SEBI tweaks share sale norms for IPOs
‘Rating agencies to track use of funds’
The Securities & Exchange Board of India (SEBI) on Tuesday approved amendments to a slew of regulations to tighten the Initial Public Offering (IPO) process and norms governing utilisation of IPO proceeds by promoters.
In its board meeting, SEBI approved conditions for sale of shares by significant shareholders in the Offer-For-Sale (OFS) process via an IPO and has extended the lock-in period for anchor investors to 90 days.

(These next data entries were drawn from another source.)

PR #64, opened 2016-01-15
Udev rule for any user to access the device.

kushaldas:
Just the udev rule for now. Will put it in the right place by using the installer.


ntoll:
Great stuff... as I understand it this is a Linux only thing (so this applies equally well to Debian & Fedora derived distros).

Having said that, I didn't need to update udev rules on a newly installed Raspbian in order to make the REPL work. I don't have that much experience with such things so, down the line, I'd like to understand exactly what's going on. ;-)

PR #65, opened 2016-01-15
Initial setup.py, still requires lot of work

kushaldas:


ntoll:
So the reason I didn't do this to begin with is that there's no way to specify the Qt based requirements for this project. Any guidance on this would be most welcome.

PR #66, opened 2016-01-15
Adds icon, & desktop file, and updates setup and MANIFEST for the same

kushaldas:


setup.py
```diff
@@ -23,4 +23,7 @@
             "mu = mu.app.run",
         ],
     },
+    data_files = [('/etc/udev/rules.d', ['conf/90-usb-microbit.rule',]),
+                  ('/usr/share/pixmaps', ['conf/mu.png',]),
```
carlosperate: instead of adding mu.png, can we link to the file in /mu/resources/images/icon.png ?

ntoll: I was wondering too... ;-)

kushaldas: All the applications I know, have their icons as normal files than links. That is why I did the copy.

ntoll: OK... I've chatted to @kushaldas on IRC and it appears that the desktop entries for packaging purposes expect files to be in a certain place and such files may not be links to existing files - hence the need for a completely new file (even though it is a copy of what's found at /mu/resources/images/icon.png). It's a KDE/Gnome related thing afaict.

As a result, I'll merge.

Issue #397, opened 2018-03-17
macOS tab close button has dissapeared?


carlosperate:
Not sure how this has happened, or if maybe this is only on my current environment. So hoping other macOS users can replicate.

Basically this is the way Mu currently looks for me. The tab doesn't show the close button any more:

<img width="1232" alt="image" src="https://user-images.githubusercontent.com/4189262/37560479-c5c17370-2a30-11e8-8b79-e528340677ff.png">

There is a clear space on the left side of the tab name, and if you click there it will close the tab, but that's it.

Tested on the latest master at the time of writting: 6121350e5261df15cd7542fa938c2e0aab6b4fc2

carlosperate:
Looking at older screenshots from https://github.com/mu-editor/mu/issues/387 this was already an issue for a while:

<img width="998" alt="image" src="https://user-images.githubusercontent.com/4189262/37348992-5193d90e-26cd-11e8-9054-be2f40c82dc4.png">

ZanderBrown:
So clearly I didn't break it :smile:!

Looking at the screenshot it's trying to put the close button on the left, which would make some sense, is there any hover / click sensitivity there at all?

ZanderBrown:
[An upstream bug](https://bugreports.qt.io/browse/QTBUG-61092) Are you running against Qt 5.9.0 perhaps?

carlosperate:
Does that mean that changing the tab mode to "documet mode" would be a work around?
To be honest, after reading the Qt documentation I don't quite understand what that does.

ZanderBrown:
I'm not sure that it'll help with the close button (probably need newer/older Qt5 for that) but it should improve the behaviour of tabs, currently, they are working more like pages in a dialogue that documents on macos

From my non-mac owning or using perspective I believe that property will change the tabs alignment and populate the Window menu

ntoll:
Hmmm... so the problem persists in Qt5.10 on OSX (I just checked). I'll report upstream since they believe it fixed.

ntoll:
FYI: https://bugreports.qt.io/browse/QTBUG-61092?focusedCommentId=396123&page=com.atlassian.jira.plugin.system.issuetabpanels%3Acomment-tabpanel#comment-396123

ntoll:
@ZanderBrown WRT `setDocumentMode(True)`, this does, indeed, make the tabs behave more like on Windows and Linux.

[...]

PR #425, opened 2018-04-05
Specify our own close tab icon

ZanderBrown:
Partly for cross-platform consistency but also an attempt at a workaround for #397 

No idea if it'll work but if anyone has a mac it's worth a shot

Half the Qt documentation later I finally worked out how to reference images form resources, nothing like helpful docs :smile:


ZanderBrown:
I can provide my source SVGs if that'll help but I'm no icon designer

[close.zip](https://github.com/mu-editor/mu/files/1884013/close.zip)

They are drawn at 24x24px but were exported at 16x16px

ntoll:
In the end, after quite a bit of experimentation I've used the "cross" from font awesome (the same source as the icons for the buttons).

ZanderBrown:
Seems a good choice then

willingc:
Nice! Confirming that this works now :-) Thanks @ZanderBrown and @ntoll.

PR #427, opened 2018-04-06
Alter the close icon to be more central

ZanderBrown:
So the close icon was selected from Font Awesome and that's ~awesome~ fine but then I noticed something seemed a bit odd with the alignment.
Eventually I ended up in GIMP at 2,000x and it seems the FA icon is slightly off centre in its box

Unfortunately because I'd noticed this once I continued noticing it so I've done a little tweak so the icon is evenly distributed

This has to be one of the most ridiculous/petty PRs of all time but here it is


ntoll:
Epic. :-)

PR #421, opened 2018-04-03
Edit requirements and app for readability and maintainability

willingc:
@ntoll and folks,

Here's a maintenance PR that I generated while learning the code base. Feel free to close if you don't want style changes.

PR #438, opened 2018-04-12
Update setup.py to be able to install from source on Raspberry Pi

carlosperate:
Also updates the docs as well with the simplified instructions.
No more messing around editing the setup.py, just:
```
sudo apt-get install ...
pip install -r requirements_pi.txt
pip install .
```

The requirements_pi.txt has also been updated to follow the changes in requirements.txt from https://github.com/mu-editor/mu/pull/421.


setup.py
```diff
@@ -10,6 +11,25 @@
...
+try:
+    machine = platform.machine()
+    if machine.lower().startswith('arm'):
+        exclude = ('pyqt5', 'qscintilla', 'qtconsole', 'PyQtChart')
+        install_requires = [requirement for requirement in install_requires
+                            if not requirement.startswith(exclude)]
+except Exception as e:
+    # Something unexpected happened, so simply keep all requires
+    pass
+
```
carlosperate: This is a bit ugly to have in the setup.py, but I found it to be the best solution to dynamically chose what to include in the `install_requires`. Otherwise mu-debug doesn't work.
Using something like extra_requires is a lot messier during installation.

docs/setup.rst
```diff
@@ -46,7 +46,7 @@ used to launch user's Python script with the debugging scaffolding in place to
 communicate with Mu, acting as the debug client). As a result, it's essential
 to run the following to ensure this command is available in your virtualenv::
 
-  python setup.py develop
+  pip install --editable .
```
carlosperate: This is the pip equivalent of `python setup.py develop`.
There might be some subtle differences, but since we are pretty much using pip for every step here I though it might be better to use pip here as well.

carlosperate:
Thanks!

Issue #445, opened 2018-04-18
Feature suggestion: Offer user to change mode when device is connected


microbit-carlos:
When the beta 15 hit the Raspbian repos we had a few reports of users struggling to flash the micro:bit because they were in a different mode without realising it (e.g., they clicked "run" and got a `ModuleNotFoundError` errors).

Beta 15 was released before the "modes" button was added, so having this button in the next version should help users realise they have different modes for different purposes.

However because some users might upgrade Mu without knowing that it has evolved from a "micro:bit editor" to a multipurpose Python editor, we were wondering if there was anything we could do to help with the transition.

Mu currently scans USB devices for anything new connected and prints that info in the log and status bar. What are your thoughts about updating it so that if a micro:bit or CircuitPython device is detected it asks the user if they want to change modes? 

![plugged_ask](https://user-images.githubusercontent.com/29712657/38948394-6337fd08-4337-11e8-9253-b95d349db375.gif)

Something similar could be done as well when loading hex files:

![open_ask_mode](https://user-images.githubusercontent.com/29712657/38948488-b0eb4f78-4337-11e8-82ad-abcbf7320f3b.gif)

If a user plugs a new device, or opens a micro:bit hex file, is very likely that they will want to use Mu in that mode, so even though the pop-up message is a bit more intrusive I think it offers useful information and action that the user likely want to take. What do you think?

Of course, we'd be happy to provide a PR for this or whatever that might come out of this discussion.

ZanderBrown:
I quite like both these proposals but the "we noticed a device" should be fairly easy as we are already polling for devices

microbit-carlos:
Thanks @ZanderBrown, and yes the changes should be relatively simple (proof-of-concept code in https://github.com/microbit-carlos/mu/commits/detect_device fork branch).

ntoll:
+1 LGTM... care to rustle up a PR..? ;-)

To be clear:

* If a new micro:bit is detected and Mu's not in micro:bit mode, it should ask.
* If a new Adafruit board is detected and Mu's not in Adafruit mode, it should ask.
* If both an Adafruit and micro:bit are plugged in, Mu does nothing and assumes the user knows what they're doing.
* Tests!

ntoll:
Fixed by #452

PR #452, opened 2018-04-26
If a new device is connected ask the user if they want to change mode

microbit-carlos:
Based from the discussion on https://github.com/mu-editor/mu/issues/445:

- [x] If a new micro:bit is detected and Mu's not in micro:bit mode, it should ask.
- [x] If a new Adafruit board is detected and Mu's not in Adafruit mode, it should ask.
- [x] If both an Adafruit and micro:bit are plugged in, Mu does nothing and assumes the user knows what they're doing.
- [x] Tests!

@ntoll I don't have a CP Express device to test, so if you could do that it would be great.

### DIFF
--- a/mu/logic.py
+++ b/mu/logic.py
@@ -1010,17 +1010,16 @@ class Editor:
         logger.info('Showing available modes: {}'.format(
             list(self.modes.keys())))
         new_mode = self._view.select_mode(self.modes, self.mode, self.theme)
-        if new_mode and new_mode is not self.mode:
-            self.mode = new_mode
-            self.change_mode(self.mode)
-            self.show_status_message(_('Changed to {} mode.').format(
-                                     self.mode.capitalize()))
+        if new_mode and new_mode != self.mode:
+            logger.info('New mode selected: {}'.format(new_mode))
+            self.change_mode(new_mode)
 
     def change_mode(self, mode):
         """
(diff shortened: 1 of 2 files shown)


microbit-carlos:
Looks like assert_called is not available in Py3.5? I'll look into the tests errors later today.

ntoll:
This looks good, but before merging I hope you don't mind me making sure that if you unplug a device it gets removed from `connected_devices`. I'll update the tests in light of my modification and then merge.

microbit-carlos:
At the moment it doesn't remove devices if they are no longer connected. In the previous version a new `set()` was assigned to `connected_devices` every time a new device was found. So the set was kept up-to-date by always containing a fresh list, but I think in reality it might have only really contained the last found device, as any addition to the list removed any previously saved entries.

The reason I have kept the found devices permanently is because the `find_device` method returns a port for a found device, so if we were to remove devices from the `connected_devices` set then we would end up removing them every time Mu failed to find the port for the device, which might happen more often than we anticipate.

It's not uncommon for the REPL to fail to connect when the micro:bit has been recently reset or flashed, but now that I think about it maybe that's an issue with connection instead of discovery. I was also unsure how often the CP devices auto-reset, is it possible to lose the serial port at any point with those devices?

Shares offered for sale by shareholders with more than 20% of pre-issue shareholding of the issuer, should not exceed 50% of their holding. If they hold less than 20%, then the offer for sale should not exceed 10% of their holding of the issue.
SEBI said the existing lock-in of 30 days for anchor investors would continue for 50% of the portion allocated to such investors. For the remaining portion, lock-in of 90 days from the date of allotment will be applicable for all issues opening on or after April 1, 2022.

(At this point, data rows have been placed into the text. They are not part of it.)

PR #455, opened 2018-04-28
WIP - Scan code for imports and function names to detect code

carlosperate:
Been thinking about this one for a while, and the comment @ntoll made yesterday about having things like a "bottle" mode got me interested to visit this one today.

The PR is incomplete, the code present here only offers the core functionality to parse a given python code AST and look for imports (like `from microbit import *`) and function names (like pygame zero `def draw():`), but this will allow Mu modes to indicate if a Python script is likely to be for their device/framework.

As a quick example I haven't yet commited (code area is refactored in PR #453) I basically added a list of "unique modules" and "unique functions" to each mode that helps identify a compatible mode from the  Python code:

ezgif-4-609b00d3aa

### DIFF
--- a/mu/modes/base.py
+++ b/mu/modes/base.py
@@ -18,10 +18,10 @@ along with this program.  If not, see <http://www.gnu.org/licenses/>.
 """
 import json
 import os
-import os.path
 import csv
 import time
 import logging
+import ast
 from PyQt5.QtSerialPort import QSerialPortInfo
 from PyQt5.QtCore import QObject
 from mu.logic import HOME_DIRECTORY, WORKSPACE_NAME, get_settings_path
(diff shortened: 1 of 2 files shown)


carlosperate:
@ntoll any feedback?
One thing I would like to be able to do in the future with this as well, is to be able to auto depect imports and scan the mu_code directory for files. So if my main.py imports `my_module` and there is a `my_module.py`, it could detect it it and automatically (or by asking) it could copy it over to the micro:bit as well.

ZanderBrown:
Nice use of the ast module!

I can't help feeling that as we add more things like this we get closer to needing mode to be set at the file not application level?

Slightly concerned with all these "nice things" we are in danger of some feature creep and never actually releasing v1

carlosperate:
I'm happy to postpone this to after a v1, just wondering if it's something I should invest the time continue developing or if it falls outside of the scope for Mu.

ntoll:
FWIW I think this is a post 1.0 feature. I'm anxious to get Mu 1.0 out the door asap.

These changes are as per proposals recommended by SEBI’s Primary Market Advisory Committee of the markets regulator.
The regulator also approved a cap on IPO proceeds earmarked for acquisitions of unspecified targets and from now, funds reserved for general corporate purposes will be monitored by credit rating agencies.
If the issuer company sets out an object for future inorganic growth but has not identified any acquisition target in its offer documents, the amount for such objects and the amount for general corporate purpose shall not exceed 35% of the total amount being raised, SEBI said.

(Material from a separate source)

PR #463, opened 2018-05-03
Let microfs manage its serial connection and other serial updates

carlosperate:
Since microfs is a lot more aware of timings required for the serial port opening and closing, let that module manage its own serial instances.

The limit will not apply if the acquisition object has been identified and disclosures are made in the offer documents.
The regulations come amid several new-age technology firms lining up with IPO applications, several intending to allow an exit to private equity investors through the OFS route.
Credit rating agencies registered with the SEBI will be permitted to act as monitoring agencies instead of scheduled commercial banks and public financial institutions, SEBI said.
“Such monitoring shall continue till 100% instead of 95% utilisation of issue proceeds as at present,” it said.
Winding up MF schemes
Winding up of mutual fund schemes would now be possible only after the consent of majority unitholders.
“Trustees will have to obtain consent of the unitholders by simple majority of the unitholders present and voting on the basis of one vote per unit held and publish the results of voting within 45 days of the publication of notice of circumstances leading to winding up,” it said. If trustees fail to obtain consent, the scheme should be open for business from the second business day after publication of results of voting, it added.